▶ **Task requirements**
Every line containing "that" should be identified and copied from the data below.

▶ **Record set**
►

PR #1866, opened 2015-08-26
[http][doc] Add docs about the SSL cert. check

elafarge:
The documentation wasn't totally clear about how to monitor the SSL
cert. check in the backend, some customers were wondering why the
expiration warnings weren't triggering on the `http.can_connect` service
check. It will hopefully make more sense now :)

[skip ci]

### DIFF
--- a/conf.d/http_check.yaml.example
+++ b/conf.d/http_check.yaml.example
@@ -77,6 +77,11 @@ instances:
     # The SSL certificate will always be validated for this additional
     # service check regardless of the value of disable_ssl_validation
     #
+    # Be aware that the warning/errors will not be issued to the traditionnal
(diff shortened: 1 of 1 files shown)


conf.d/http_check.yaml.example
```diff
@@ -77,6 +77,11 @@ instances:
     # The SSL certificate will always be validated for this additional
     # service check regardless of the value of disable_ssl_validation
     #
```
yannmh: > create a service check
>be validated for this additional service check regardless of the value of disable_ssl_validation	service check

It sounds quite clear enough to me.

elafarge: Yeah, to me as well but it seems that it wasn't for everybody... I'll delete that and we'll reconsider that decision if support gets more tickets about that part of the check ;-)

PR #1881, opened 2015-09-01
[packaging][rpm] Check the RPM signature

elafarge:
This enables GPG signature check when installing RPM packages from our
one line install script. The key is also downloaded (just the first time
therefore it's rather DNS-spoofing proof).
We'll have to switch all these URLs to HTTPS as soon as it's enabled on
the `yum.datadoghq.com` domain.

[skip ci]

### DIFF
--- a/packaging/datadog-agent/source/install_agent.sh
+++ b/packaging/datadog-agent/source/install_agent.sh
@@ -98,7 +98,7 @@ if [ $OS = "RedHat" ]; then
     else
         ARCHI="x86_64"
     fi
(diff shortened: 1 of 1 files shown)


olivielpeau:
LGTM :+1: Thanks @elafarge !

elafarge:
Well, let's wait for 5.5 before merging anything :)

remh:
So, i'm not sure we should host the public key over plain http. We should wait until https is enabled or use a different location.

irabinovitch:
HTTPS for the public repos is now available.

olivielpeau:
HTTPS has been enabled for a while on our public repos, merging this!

◄

▶ **Result of the exercise**
+    # Be aware that the warning/errors will not be issued to the traditionnal
elafarge: Yeah, to me as well but it seems that it wasn't for everybody... I'll delete that and we'll reconsider that decision if support gets more tickets about that part of the check ;-)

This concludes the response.